With every environmental disaster, people are less capable of rebuilding their lives”

Climate reparations would also cover research into adaptation measures and would help to create contextualised adaptation measures for each country. And for times that we really can’t adapt, this money would help to manage the loss and damage, making sure that people who need to be removed from their homes in emergencies have comfortable places to stay. The money would ensure that victims of climate disasters are looked after and are moved to areas where they can work and access all the things they need.

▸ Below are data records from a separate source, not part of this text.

PR #419, opened 2016-08-25
Correct default value comments

saicheems:
Redoes some parts of DefaultString to make it more accessible in
snippetgen. Also delegates line endings and comments to snippetgen so
none of that work is done in the contexts.

### DIFF
--- a/src/main/java/com/google/api/codegen/discovery/DefaultString.java
+++ b/src/main/java/com/google/api/codegen/discovery/DefaultString.java
@@ -46,16 +46,16 @@ public class DefaultString {
     }
   }
 
-  private final String declare;
+  private final String define;
   private final String comment;
 
-  private DefaultString(String declare, String comment) {
-    this.declare = declare;
+  public DefaultString(String define, String comment) {
+    this.define = define;
     this.comment = comment;
   }
 
-  public String getDeclare() {
-    return declare;
+  public String getDefine() {
+    return define;
   }
 
   public String getComment() {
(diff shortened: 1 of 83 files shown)


saicheems:
OK! This is a surprising amount of work for a simple thing 😞 

This change refactors a good amount of DefaultString and defaultValue so they don't print semicolons, commas, comments, and a bunch of formatting that should really be at the snippet layer. For all of this work, it fixes the special comments after default fields so they don't absorb semicolons at the end of lines and cause compiler errors.

This is ready for review.

saicheems:
I've only added the compute baseline for ease of review. As far as I can tell, it's the only type that in the discovery samples that has an "eg. " style comment.

pongad:
I admit that I'm a little upset so much change is necessary for this, but I don't see any other way out either. LGTM

src/main/java/com/google/api/codegen/discovery/DefaultString.java
```diff
@@ -75,25 +75,25 @@ public String getComment() {
...
+  public static String getSample(String apiName, String fieldName, String pattern) {
     String sample = null;
+    if (pattern != null) {
+      // If the pattern has a specially-recognized sample, use the sample.
+      sample = SAMPLE_STRINGS.get(SampleKey.create(apiName, fieldName, pattern));
+    }
+    return sample == null ? "" : sample;
+  }
 
+  public static String getDefault(String fieldName, String pattern) {
```
vchudnov-g: nit: getSample() vs getDefault() seems a bit confusing. I would s/getDefault/getPlaceholder/

src/main/java/com/google/api/codegen/go/GoDiscoveryContext.java
```diff
@@ -64,17 +64,12 @@ public String typeDefaultValue(Type type, Field field) {
       return DEFAULT_VALUES.get(field.getKind());
     }
     if (field.getKind() == Field.Kind.TYPE_STRING || field.getKind() == Field.Kind.TYPE_ENUM) {
-      return getDefaultString(type, field);
+      return getDefaultString(type, field).getDeclare();
```
vchudnov-g: nit: Is getDeclare actually a getDefine? You're defining the value, not declaring the type, IIC.

(We can fix the names later if need. I'm probably misunderstanding.)

vchudnov-g:
Some nits on naming, which we could defer.

If tests pass, LGTM.

src/main/java/com/google/api/codegen/discovery/DefaultString.java
saicheems: Done

src/main/java/com/google/api/codegen/go/GoDiscoveryContext.java
saicheems: Done

PR #421, opened 2016-08-25
Fix Go discovery bugs

saicheems:


src/test/java/com/google/api/codegen/testdata/discoveries/go/go_appengine.v1beta5.json.baseline
```diff
@@ -737,7 +737,7 @@ func main() {
     // TODO: Add the desired fields to be changed.
   }
 
-  resp, err := s.Apps.Services.Versions.Patch(appsId, servicesId, versionsId, &version).Context(ctx).Do()
+  resp, err := s.Apps.Services.Versions.Patch(appsId, servicesId, versionsId, version).Context(ctx).Do()
```
broady: Can we map these names to `appsID`? no big deal if not.

saicheems:
Sorry I think I reuploaded while you were reviewing

Removed `fmt` in favor of `log` in every case, and renamed the request body to `body` to avoid some frequent name clashes.

saicheems:
As for the `Id` thing... It's worth making note of

It's a bit tricky to detect acronyms, but we might be able to special case common ones.

broady:
yeah, don't bother with the `Id` thing.

saicheems:
Renamed `body` to `resource`

broady:
LGTM

PR #426, opened 2016-08-26
Init bundling element in the mock response.

shinfan:
Fixes: https://github.com/googleapis/toolkit/issues/417

### DIFF
--- a/src/main/java/com/google/api/codegen/transformer/InitCodeTransformer.java
+++ b/src/main/java/com/google/api/codegen/transformer/InitCodeTransformer.java
@@ -162,8 +162,14 @@ public class InitCodeTransformer {
       }
     }
     if (context.getMethodConfig().isPageStreaming()) {
+      // Initialize one resource element if it is page-streaming.
       PageStreamingConfig config = context.getMethodConfig().getPageStreaming();
       fields.add(config.getResourcesField().getSimpleName() + "[0]");
+    }
+    if (context.getMethodConfig().isBundling()) {
+      // Initialize one bundling element if it is bundling.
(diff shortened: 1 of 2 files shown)


src/main/java/com/google/api/codegen/transformer/InitCodeTransformer.java
```diff
@@ -162,9 +162,15 @@ private GapicSurfaceTestAssertView createAssertView(String expected, String actu
...
     if (context.getMethodConfig().isPageStreaming()) {
+      // Initialize one resource element if it is page-streaming.
       PageStreamingConfig config = context.getMethodConfig().getPageStreaming();
       fields.add(config.getResourcesField().getSimpleName() + "[0]");
     }
+    if (context.getMethodConfig().isBundling()) {
+      // Initialize one bundling element if it is bundling.
+      fields.add(
+          context.getMethodConfig().getBundling().getSubresponseField().getSimpleName() + "[0]");
+    }
```
garrettjonesgoogle: Why don't we just initialize the whole object tree, and including at least one element of every list?

shinfan: Yes the alternative would be init the all the fields but I feel the marginal benefits of initializing more fields is small. Personally I would prefer the generated code as short as possible given the similar functionaliry. Thoughts?

garrettjonesgoogle: Hmm I think you make a good point. Let's go with this.

garrettjonesgoogle:
LGTM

What exactly do activists mean when they say that they want the global north to “pay up”? We want the fossil fuel industries and the multinational companies that are gaining money from the climate crisis and so much in subsidies to show us the money. If they were really committed to solving the climate crisis, they would do just that. And we want governments to put policies into place that would enable this to happen. The world’s biggest banks too, especially in the Global North and the UK, are continuing to put so much money into fossil fuel companies.

The public in the Global North can demand their governments “pay up” what they owe the Global South, by using their voices to demand the same thing as activists in developing nations. The crippling debt present in countries in the Global South is due to climate impacts caused by the Global North, such as massive amounts of resources funnelled into fossil fuels. Those in the Global North can show solidarity by aligning with our demands and calling for debt cancellation. We need a global shift of the narrative from “climate finance” (be it “aid”, “help” or “solidarity”) as something optional into a mandatory obligation, and an issue of accountability.

People in the Global South can also add to the pressure to make sure climate reparations are paid. Join movements, help spread awareness around the climate crisis and talk to your local government to make sure they’re also pushing for these reparations.

The time to act is now. After all the promises made at COP26, let’s make the Global North put its money where its mouth is.